**Task material:**
PR #5, opened 2021-01-05
Add APIs for deleteConfig and getAllConfigs and modify semantics of upsertConfig

GurtejSohi:
## Description
- Add API for getting all configs (i.e. across all the contexts) for the specified request
- Add API for deleting the config for the specified request
- Update semantics of upsert config API - It should merge the specified config with the existing config and upsert the resulting config into the store. Also it should return the config which is upserted.

### Testing
Added and updated unit tests and integration tests for the changes made. 

### Checklist:

### DIFF
--- a/config-service-api/src/main/proto/org/hypertrace/config/service/v1/config_service.proto
+++ b/config-service-api/src/main/proto/org/hypertrace/config/service/v1/config_service.proto
@@ -87,7 +87,7 @@ message DeleteConfigRequest {
   // required - namespace with which the config resource is associated
   string resource_namespace = 2;
 
-  // required - for default context, use "DEFAULT-CONTEXT"
+  // required
   string context = 3;
 }
 
--- a/config-service-api/src/main/proto/org/hypertrace/config/service/v1/config_service.proto
+++ b/config-service-api/src/main/proto/org/hypertrace/config/service/v1/config_service.proto
@@ -31,7 +31,8 @@ message UpsertConfigRequest {
   // required - config value to be upserted
   google.protobuf.Value config = 3;
 
-  // optional - only required if config applies to a specific context
+  // optional - only required if config applies to a specific context.
+  // If empty, specified config is associated with a default context.
   string context = 4;
 }
 
--- a/config-service-api/src/main/proto/org/hypertrace/config/service/v1/config_service.proto
+++ b/config-service-api/src/main/proto/org/hypertrace/config/service/v1/config_service.proto
@@ -7,27 +7,89 @@ package org.hypertrace.config.service.v1;
 import "google/protobuf/struct.proto";
 
 service ConfigService {
+  // Merges the specified config with the existing config and upserts the
+  // resulting config into the store. Also returns the config which is upserted.
   rpc UpsertConfig(UpsertConfigRequest) returns (UpsertConfigResponse) {}
+
+  // Gets the config for the specified request
   rpc GetConfig(GetConfigRequest) returns (GetConfigResponse) {}
+
+  // Gets all the configs(i.e. across all the contexts) for the specified request
+  rpc GetAllConfigs(GetAllConfigsRequest) returns (GetAllConfigsResponse) {}
+
+  // Deletes the config for the specified request
+  rpc DeleteConfig(DeleteConfigRequest) returns (DeleteConfigResponse) {}
 }
 
 message UpsertConfigRequest {
-  string resource_name = 1;  // required
-  string resource_namespace = 2;  // required - namespace with which the config resource is associated
-  google.protobuf.Value config = 3; // required - config value to be upserted
-  string context = 4; // optional - only required if config applies to a specific context
+  // required - name of the resource associated with the config
+  string resource_name = 1;
+
+  // required - namespace with which the config resource is associated
+  string resource_namespace = 2;
+
+  // required - config value to be upserted
+  google.protobuf.Value config = 3;
+
+  // optional - only required if config applies to a specific context
+  string context = 4;
 }
 
 message UpsertConfigResponse {
-  int64 config_version = 1; // the version allocated to the newly inserted configuration
+  // config value upserted into the store
+  google.protobuf.Value config = 1;
 }
 
 message GetConfigRequest {
-  string resource_name = 1;  // required
-  string resource_namespace = 2;  // required - namespace with which the config resource is associated
-  repeated string contexts = 3; // optional; order matters - specify the contexts in the order of increasing priority. Example: ["service1", "api1"]
+  // required - name of the resource associated with the config
+  string resource_name = 1;
+
+  // required - namespace with which the config resource is associated
+  string resource_namespace = 2;
+
+  // optional; order matters - specify the contexts in the order of increasing
+  // priority. Example: ["service1", "api1"].
+  // Default context is implicitly appended to the beginning of the list.
+  repeated string contexts = 3;
 }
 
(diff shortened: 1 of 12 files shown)


config-service-api/src/main/proto/org/hypertrace/config/service/v1/config_service.proto
```diff
@@ -7,27 +7,90 @@ package org.hypertrace.config.service.v1;
...
+}
+
+message DeleteConfigRequest {
+  // required - name of the resource associated with the config
+  string resource_name = 1;
+
+  // required - namespace with which the config resource is associated
+  string resource_namespace = 2;
+
+  // required - for default context, use "DEFAULT-CONTEXT"
```
aaron-steinfeld, line 90: Could you remove the default context comment - that's an implementation detail - we explicitly decided not to support deleting this.

config-service-impl/src/main/java/org/hypertrace/config/service/ConfigServiceGrpcImpl.java
```diff
@@ -67,6 +76,36 @@ public void getConfig(GetConfigRequest request,
...
+      log.error("Get all configs failed for request:{}", request, e);
+      responseObserver.onError(e);
+    }
+  }
+
+  @Override
+  public void deleteConfig(DeleteConfigRequest request,
+      StreamObserver<DeleteConfigResponse> responseObserver) {
+    try {
+      // write an empty config for the specified config resource. This maintains the versioning.
```
aaron-steinfeld, line 99: Hmmm - would we expect a deletion to remove historical versions too? Is there ever a way to delete those?

config-service-api/src/main/proto/org/hypertrace/config/service/v1/config_service.proto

**What to work on:** Would you show every line in the data above that contains the string "returns"?

**Written solution:**
+  // resulting config into the store. Also returns the config which is upserted.
   rpc UpsertConfig(UpsertConfigRequest) returns (UpsertConfigResponse) {}
   rpc GetConfig(GetConfigRequest) returns (GetConfigResponse) {}
+  rpc GetAllConfigs(GetAllConfigsRequest) returns (GetAllConfigsResponse) {}
+  rpc DeleteConfig(DeleteConfigRequest) returns (DeleteConfigResponse) {}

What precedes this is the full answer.